Medication Error Rate Exceeds Acceptable Threshold Due to Incorrect Administration
Penalty
Summary
The facility failed to maintain a medication error rate below 5%, as evidenced by 4 errors out of 32 observed opportunities, resulting in a 12.5% error rate. Three nurses were observed making medication administration errors involving three residents. The errors included administering incorrect dosages and failing to follow physician orders regarding medication parameters and administration. One resident with a history of stroke and cognitive intactness was given an incorrect dose of vitamin B6 (50 mg instead of the ordered 100 mg) and did not receive a scheduled dose of xarelto, a blood thinner. The nurse responsible was unaware of the missed xarelto dose and did not realize the vitamin B6 tablets in the cart required two tablets to meet the prescribed dose.

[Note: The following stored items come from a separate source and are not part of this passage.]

Issue #1448, opened 2023-11-23
Add CI check for the `authors` field for Sway contracts


Dhaiwat10:
A common requested change in our PRs is changing the `authors` field to `FuelLabs` from our personal IDs because when you run `forc init`, it always uses your personal ID for that field.

We should add a CI check for this. More context: https://github.com/FuelLabs/fuels-ts/pull/1403#discussion_r1387726172

PR #1456, opened 2023-11-27
chore: ensure all sway projects follow the `authors` naming convention

### LINKED ISSUE #1447: Update the `authors` field in Sway contracts throughout the repo
The `authors` field should be equal to `authors = ["Fuel Labs <contact@fuel.sh>"]` everywhere for consistency.

nedsalk:
closes #1447, #1448

### DIFF
--- a/.changeset/many-carrots-draw.md
+++ b/.changeset/many-carrots-draw.md
@@ -1,0 +1,5 @@
+---
+"fuels": patch
+---
+
+fix: make `startFuelCore` package manager agnostic
--- a/packages/fuels/package.json
+++ b/packages/fuels/package.json
@@ -76,6 +76,7 @@
     "handlebars": "^4.7.7",
     "joycon": "^3.1.1",
     "lodash.camelcase": "^4.3.0",
+    "npm-which": "^3.0.1",
     "portfinder": "^1.0.32",
     "rimraf": "^3.0.2",
     "toml": "^3.0.0",
--- a/packages/fuels/src/cli/commands/dev/startFuelCore.ts
+++ b/packages/fuels/src/cli/commands/dev/startFuelCore.ts
@@ -6,11 +6,13 @@ import { getPortPromise } from 'portfinder';
 import treeKill from 'tree-kill';
 
 import type { FuelsConfig } from '../../types';
-import { findPackageRoot } from '../../utils/findPackageRoot';
 import { getBinarySource } from '../../utils/getBinarySource';
 import { error, log, loggingConfig } from '../../utils/logger';
 
 import { defaultChainConfig, defaultConsensusKey } from './defaultChainConfig';
+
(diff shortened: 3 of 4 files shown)


scripts/forc-check.sh
```diff
@@ -5,14 +5,27 @@ main_dir=$(pwd)
...
+        cd "$main_dir" || exit
+        continue
+    fi
+
+    authors=$(cat Forc.toml | grep authors)
+    if [ "$authors" != "authors = [\"Fuel Labs <contact@fuel.sh>\"]" ]; then
+        echo -e authors field should be: $RED"authors = [\"Fuel Labs <contact@fuel.sh>\"]"$NC but is $RED"$authors"$NC
+        ERRORED=1
+    fi
+    cd "$main_dir" || exit
```
arboleya, line 28: Maybe something like this could also work:

```sh
    # not tested / pseudo-code to illustrate

    author="authors = [\"Fuel Labs <contact@fuel.sh>\")]"
    is_invalid=$(grep -LE "/(\[project\])|(${author})/g" $i)

    if [ ! -z "${is_invalid}" ]; then
      echo "Authors field should be: $RED${author}"
      echo $i
      exit 1
    fi
```


Taken from [here](https://github.com/FuelLabs/fuels-ts/blob/cbd1459d08437de75da129d1cd46c30a1f33d675/scripts/tests-validate.sh#L1-L12).

scripts/forc-format.sh
```diff
@@ -5,7 +5,28 @@ main_dir=$(pwd)
...
+    new_content=""
+    if [ "$authors_line" = "" ]; then
+        new_content=$(awk 'NR == 2 {print "authors = [\"Fuel Labs <contact@fuel.sh>\"]"} 1' Forc.toml)
+    else
+        new_content=$(awk -v line="$authors_line" 'NR == line {$0="authors = [\"Fuel Labs <contact@fuel.sh>\"]"} 1' Forc.toml)
+    fi
+
+    echo "$new_content" >Forc.toml
+
+    cd "$main_dir" || exit
```
arboleya, line 31: Here, I think we could use an in-place search/replace using `sed`.


```shell
    # pseudo-code again..

    author="authors = [\"Fuel Labs <contact@fuel.sh>\")]"
    sed -i.bkp -E "s/^authors\s*=.+/${author}/g" ${i}
    rm ${i}/.bkp
```

nedsalk: `sed` is now used.

scripts/forc-check.sh
nedsalk: I stayed with the original solution because of the `authors` checking happening only on `[project]` files, which is IMO easier to understand off the bat with a split `if` statement for it. I did clean it up a bit, though.

arboleya (approved):

danielbate (approved):

Issue #1385, opened 2023-10-27
Contracts calls are not working when returning String in a Struct or Tuple


pedronauck:
### What version of fuels-ts are you using?

0.65.0

### Steps to Reproduce

Hey guys, I was trying to run a small project yesterday and got into some issues related to decoding contract calls. What's happening is that it is not possible to return a Struct or a tuple that contains a String or Bytes inside. It seems it worked before 0.58.0, but things started to break since [this PR](https://github.com/FuelLabs/fuels-ts/pull/1277).

### Expected Behavior

This is the example of code in Sway 

![CleanShot 2023-10-27 at 15 24 29](https://github.com/FuelLabs/fuels-ts/assets/2029172/c1c6dfa9-9bde-4fac-b010-38cefdd9549c)
![CleanShot 2023-10-27 at 15 24 39](https://github.com/FuelLabs/fuels-ts/assets/2029172/b226c12a-ee06-4fad-9786-671036e5d089)

This is the example of usage on the SDK:
![CleanShot 2023-10-27 at 15 56 31](https://github.com/FuelLabs/fuels-ts/assets/2029172/8519cf0d-3118-410a-b64a-3ae6000421a0)

### Actual Behavior

And that's the error I'm facing right now:

![CleanShot 2023-10-27 at 15 24 04@2x](https://github.com/FuelLabs/fuels-ts/assets/2029172/a8bc18ff-e6ad-4d4d-aec4-5121838f9d95)

Seems that the problem is related to this part of the code:
https://github.com/FuelLabs/fuels-ts/blob/master/packages/abi-coder/src/coders/stdString.ts#L52-L58

I don't know, but I guess this `toNumber()` error when tryting to convert from `bn` will break other decoders as well.

Torres-ssf:
This is currently blocked:
ref: https://github.com/FuelLabs/fuels-ts/pull/1468#issuecomment-1831818401

Torres-ssf:
@danielbate I believe this problem was solved already, right?

danielbate:
Encoding wise we support all these types. This is blocked because on Sway side you can't use [heap types](https://github.com/FuelLabs/sway/issues/5110) in storage maps. Once unblocked Sway side, I expect this to just _work_.

maschad:
Just to add some more context on why this is blocked as per @IGI-111 

Using slices in encoding still being worked on as apart of https://github.com/FuelLabs/sway/issues/5110 as @danielbate mentioned

[...]

PR #1468, opened 2023-11-29
feat: add typegen support for string slice

Torres-ssf:
- Close: https://github.com/FuelLabs/fuels-ts/issues/1469


arboleya:
@Torres-ssf Do you think this could be related to https://github.com/FuelLabs/fuels-ts/issues/1385? (cc @nedsalk)

Torres-ssf:
> @Torres-ssf Do you think this could be related to #1385? (cc @nedsalk)

@arboleya I am not completely sure but it seems the problem @pedronauck is having is related to the type `Std String`.

We currently already have some support for this type. But it seems its use inside Structs or Vectors are not supported by Sway yet. 

@hal3e told me that at the Rust SDK this type is only supported inside Enums.

I reckon @pedronauck was not having this issue in older versions of the SDK because it was previously being treated as `Bytes`

hal3e:
FYI we have this issue on the rust sdk side: https://github.com/FuelLabs/fuels-rs/issues/1158 It is currently blocked.

arboleya (approved):

danielbate (approved):

Issue #1078, opened 2023-06-28
Retry mechanism


digorithm:
We should support an optional, configurable parameter to enable retries when sending a transaction to the node. This mechanism's design and API are part of this work; nothing in mind yet!

arboleya:
Great idea; transient failures should indeed be accounted for. We could have a simple option like this (below) and have an internal retry pattern strategy with exponential back-off.

```ts
// if nothing is specified, we could have a default maxRetries=5
contract.functions.xyz(params).call({ maxRetries: 5 });
```

digorithm:
Nope, not yet. This API looks good to me!

nedsalk:
What about a global fuels.config.ts file in addition to @arboleya's proposal?

```js
{
 maxRetries: 5,
 txParams: {
  gasPrice: 2
 },
 predicates: {
  maxRetries: 2,
  txParams: {
   gasPrice: 1
  }
 }
}
```

digorithm:
That's a lot of complexity for very little gain. The JS ecosystem already suffers from *way* too many config files, I'd rather not contribute to that, haha. 

And by very little gain I mean: gas price and many other transaction related configurations are mostly configured per call, usually being dynamically changed very quickly; often gas price being queried from external sources before a call happens. It isn't something that's set one time and the user rarely touches it. Retries does fit in this behaviour, though. But adding a whole new config file for just this value isn't justifiable.

nedsalk:
Haha, yeah, makes sense. However, having to specify retries on a per-call basis might be cumbersome. A per-program config object passed via the constructor would alleviate some of that pain, so I think it's worth considering.
```ts
const myContract = new Contract(theAbi, ...whateverElse...,
 {
 maxRetries: 5, 
 onCallFail: async () => await notifyTheWhiteHouse()
 })
```
The `onCallFail` is just an example of how easily extendable this config object would be.

PR #1474, opened 2023-12-02
feat: retry mechanism

nedsalk:
Add ability to define retry mechanisms that apply to every call the `Provider` makes towards the node.

Note: this branch merges into #1374 currently as that is its base branch, because I needed that branch's `fetch` functionality. It's reviewable as-is, so if anybody has got any comments - they're welcomed. I'll put it as draft until that base branch is merged into `master`.


Torres-ssf:
@nedsalk Is this related to the open issue https://github.com/FuelLabs/fuels-ts/issues/1078?

Should we reference it on this PR?

packages/providers/test/retry.test.ts
```diff
@@ -0,0 +1,138 @@
+import { safeExec } from '@fuel-ts/errors/test-utils';
+
+import Provider from '../src/provider';
+
+// TODO: Figure out a way to import this constant from `@fuel-ts/wallet/configs`
```
danielbate, line 5: Is this because of cyclic deps?

packages/providers/src/call-retrier.ts
```diff
@@ -0,0 +1,65 @@
...
+
+  switch (options.backoff) {
+    case 'linear':
+      return options.baseDuration * attempt;
+    case 'exponential':
+      return options.baseDuration * (2 ^ (attempt - 1));
+    case 'fixed':
+      return options.baseDuration;
+    default:
+      throw new Error();
```
danielbate, line 33: A default strategy might be nice here to reduce the implementation on the consumer.

packages/providers/test/retry.test.ts
nedsalk: Yes.

packages/providers/src/call-retrier.ts
arboleya: That's cool but too complicated—steps for simplifying:
 1. Internalize the `baseDuration`
 1. Use `exponential` as the default
 1. Remove everything else

Before:

```ts
const retryOptions = { maxAttempts: 5, baseDuration: 150, backoff: 'fixed' };
const provider = await Provider.create(FUEL_NETWORK_URL, { retryOptions });
```

After:

```ts
const provider = await Provider.create(FUEL_NETWORK_URL, { maxRetries: 5 });
```

packages/providers/src/provider.ts
```diff
@@ -279,17 +282,23 @@ export default class Provider {
...
+        : (url: string, request: FetchRequestOptions) =>
+            fetch(url, {
+              ...request,
+              signal:
+                options.timeout !== undefined ? AbortSignal.timeout(options.timeout) : undefined,
+            });
+
+    type FetchParams = Parameters<NonNullable<ProviderOptions['fetch']>>;
+
+    return (...args: FetchParams) => retrier(() => fetchFn(...args), options.retryOptions);
```
arboleya, line 301: These points make this code chunk unnecessarily unreadable.
 1. Lots of lambdas
 1. Ternary conditions
 1. Anonymous returns

packages/providers/test/retry.test.ts
```diff
@@ -0,0 +1,138 @@
...
+
+  test('throws if last attempt fails', async () => {
+    const retryOptions = { maxAttempts, baseDuration: duration, backoff: 'fixed' as const };
+
+    const provider = await Provider.create(FUEL_NETWORK_URL, { retryOptions });
+
+    const fetchSpy = jest
+      .spyOn(global, 'fetch')
+      // eslint-disable-next-line @typescript-eslint/ban-ts-comment
+      // @ts-ignore TS is throwing error when test is run, but not in IDE
```
arboleya, line 120: You must tell `providers/tsconfig.json` to consider your `test` directory.

```json
{
  "extends": "../../tsconfig.base.json",
  "compilerOptions": {
    "outDir": "./dist"
  },
  "include": ["src", "test"]
}

```

arboleya (changes requested):
Please, stop using `ts-ignore` and `eslint-ignore`—you use them way _**too much**_.

Instead, try working around your code strategy and make it fit.

Save these two "jokers" for really rare and critical cases.

> I will remind you of this on every PR from now on.

packages/providers/test/retry.test.ts
arboleya: It's always helpful to have the reason within the comment.

packages/providers/test/retry.test.ts
nedsalk: This was a copy-paste linting ignore that I said to myself "I'll fix it later"... but the later never came. :D

packages/providers/src/call-retrier.ts
nedsalk: > 1. Internalize the baseDuration

I didn't quite get this part. Did you mean to not allow the user specify a `baseDuration`?

> 2. Use exponential as the default

But still allow the other two?

> 3. Remove everything else

I don't see anything else besides `baseDuration` and `backoff` and `maxAttempts` (to be renamed into `maxRetries`). What did you mean by this?

packages/providers/src/provider.ts
nedsalk: True that. I refactored it a bit. How does it look now?

packages/providers/src/call-retrier.ts
nedsalk: I did the following:
- Renamed `maxAttempts` into `maxRetries`,
- Made `baseDuration` optional with a default of 150ms,
- Made `backoff` optional with the default being `exponential`

arboleya: I believe you got into the flow and overengineered it a bit.

1. Yes.
2. No, only `maxRetries`
3. Everything else = `baseDuration`, `backoff`

arboleya: As we just spoke, although I think it's a bit over, and that's ok.

We can revisit things as we go if necessary.

packages/providers/src/provider.ts
```diff
@@ -279,17 +282,22 @@ export default class Provider {
...
+        return options.fetch(...args);
+      }
+
+      const url = args[0];
+      const request = args[1];
+      return fetch(url, {
+        ...request,
+        signal: options.timeout !== undefined ? AbortSignal.timeout(options.timeout) : undefined,
+      });
+    }, options.retryOptions);
```
arboleya, line 300: Suggestion on top of https://github.com/FuelLabs/fuels-ts/pull/1474#discussion_r1434329966.

```suggestion
    const { retryOptions, timeout } = options;

    return retrier((...args) => {
      if (options.fetch) {
        return options.fetch(...args);
      }

      const url = args[0];
      const request = args[1];
      const signal = timeout ? AbortSignal.timeout(timeout) : undefined;

      return fetch(url, { ...request, signal });
    }, retryOptions);
```

packages/providers/src/provider.ts
arboleya: Much better, thanks.

I've left an extra NIT/suggestion [here](https://github.com/FuelLabs/fuels-ts/pull/1474#discussion_r1435262592) for your appreciation.

packages/providers/src/provider.ts
```diff
@@ -218,6 +220,7 @@ export type ProviderOptions = {
   ) => Promise<Response>;
   timeout?: number;
   cacheUtxo?: number;
+  retryOptions?: RetryOptions;
```
arboleya, line 223: I just noticed we forgot to add docs around this.

It's a matter of wrapping some tests in code regions and mentioning them in the guide.

nedsalk: https://github.com/FuelLabs/fuels-ts/pull/1474/commits/42aa40ef433b7a0eb524063ceb4befc0bd8b497e

arboleya (approved):

Torres-ssf (approved):

PR #1476, opened 2023-12-04
feat: fix `AssetID` encoding and improve support

### LINKED ISSUE #1475: Fix `AssetID` encoding and improve support for the type
Motivated by this [forum post](https://forum.fuel.network/t/getting-invalid-struct-assetid-error-in-ts-sdk/3812), we are currently incorrectly encoding an `AssetId`. Alike an `EvmAddress` it is a wrapped `b256` address so we can handle it as a struct and delete our `AssetId` specific encoding.

We should also look to improve our documentation on this given it is a sway standard type.

danielbate:
Closes #1475


arboleya (dismissed):

Torres-ssf (dismissed):
LGTM

danielbate:
The [forum post](https://forum.fuel.network/t/getting-invalid-struct-assetid-error-in-ts-sdk/3812) that motivated this post has now been resolved, however they now have a new issue regarding the contract itself, therefore we know that the `AssetId` encoding issue has been resolved and we should deal with the new problem outside of this PR.

PR #1485, opened 2023-12-07
feat: add method to hash TX on `TransactionRequest` classes

Torres-ssf:
- Close: https://github.com/FuelLabs/fuels-ts/issues/1489
- Close: https://github.com/FuelLabs/fuels-ts/issues/1451


arboleya (dismissed):

packages/providers/src/transaction-request/create-transaction-request.ts
```diff
@@ -95,6 +96,10 @@ export class CreateTransactionRequest extends BaseTransactionRequest {
     );
   }
 
+  getTransactionId(chainId: number): string {
```
danielbate, line 99: Doc block would be beneficial here as we gen API docs for this class.

apps/docs/src/guide/predicates/send-and-spend-funds-from-predicates.md
```diff
@@ -38,6 +38,14 @@ Note the method transfer has two parameters: the recipient's address and the int
 
 Once the predicate resolves with a return value `true` based on its predefined condition, our predicate successfully spends its funds by means of a transfer to a desired wallet.
 
+---
+
+In a similar approach, you can use the `createTransfer` method, which returns a `ScriptTransactionRequest`. Then, we can submit this transaction request by calling the `sendTransaction` method.
+
+This can be useful if you need the transaction ID before actually submitting it to the node.
```
danielbate, line 45: Wondering whether we need some docs here or _somewhere_ around how tx ids are formed, and the risk of it changing if the request is changed?

danielbate (dismissed):
Left a couple of comments but will let you decide on priority

arboleya (commented):
Should we consider merging this after `beta-5`?

Just wondering if some change could cascade into issues for the FE.

Torres-ssf:
> Should we consider merging this after `beta-5`?
> 
> Just wondering if some change could cascade into issues for the FE.

We can definitely postpone this one. 

But the changes made here should not cause any breaking changes.

arboleya (approved):

danielbate (approved):

PR #1493, opened 2023-12-08
docs: fix invalid `context` imports in `doc-examples`

### LINKED ISSUE #1355: Dysfunctional code on Docs
In [this page](https://fuellabs.github.io/fuels-ts/guide/providers/querying-the-chain.html#get-all-coins-from-an-address), the third line of the first code block uses a variable that has never been imported:

```ts
```

This is the source:

https://github.com/FuelLabs/fuels-ts/blob/b3b59e273334cba9d01b849ab7599ac11becaf98/packages/fuel-gauge/src/doc-examples.test.ts#L267-L275

The fix is simple:

```ts
// #context import { Provider, FUEL_NETWORK_URL } from 'fuels';
```

But I wonder:
 - Don't these `#context` bits defeat the purpose of having unit-tested docs?
 - Shouldn't these `doc-examples.test.ts` be placed in the `doc-snippets`?

danielbate:
Closes #1355


arboleya (approved):
Thanks for fixing this.

Just copying my two questions from:
 - #1355 

 1. Don't these `#context` bits defeat the purpose of having unit-tested docs?
 1. Shouldn't these `doc-examples.test.ts` be placed in the doc-snippets?

In short, I think all code-snippets should be placed inside the `docs-snippets` package to avoid confusion.

Also, it would be good to have a way to bulletproof the use of `#context` to avoid breaking the snippets — is that possible? (cc @Torres-ssf)

Torres-ssf (approved):

Torres-ssf:
> Thanks for fixing this.
> 
> Just copying my two questions from:
> 
> * [Dysfunctional code on Provider's docs #1355](https://github.com/FuelLabs/fuels-ts/issues/1355)
> 
> 1. Don't these `#context` bits defeat the purpose of having unit-tested docs?
> 2. Shouldn't these `doc-examples.test.ts` be placed in the doc-snippets?
> 
> In short, I think all code-snippets should be placed inside the `docs-snippets` package to avoid confusion.
> 
> Also, it would be good to have a way to bulletproof the use of `#context` to avoid breaking the snippets — is that possible? (cc @Torres-ssf)

@arboleya Since these `#context` are comments inside our code, it is hard to bulletproof them. Unless we find another approach to using them

danielbate:
1. Agreed, we probably need to change approach completely to how these are implemented. Not 100% sure what the solution looks right now, I did some digging in the past but did not find something that was both unit testable and documentable. I'll investigate again _at some point_ but lower priority than some of my other work. @FuelLabs/devrel may have some ideas?
2. Agreed, have raised #1505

Another resident with severe cognitive impairment and hypertension received metoprolol without the nurse first checking vital signs, despite physician orders to hold the medication if blood pressure or pulse were below specified thresholds. The nurse admitted to not obtaining the required vital signs prior to administration. A third resident with moderate cognitive impairment and a history of intestinal obstruction was administered an insufficient dose of polyethylene glycol, as the Assistant Director of Nursing misread the measurement indicator on the medication cap. The ADON later acknowledged the error after reviewing the bottle. In all cases, the Director of Nursing confirmed that medications should be administered exactly as ordered, including correct dosages and adherence to any specified parameters.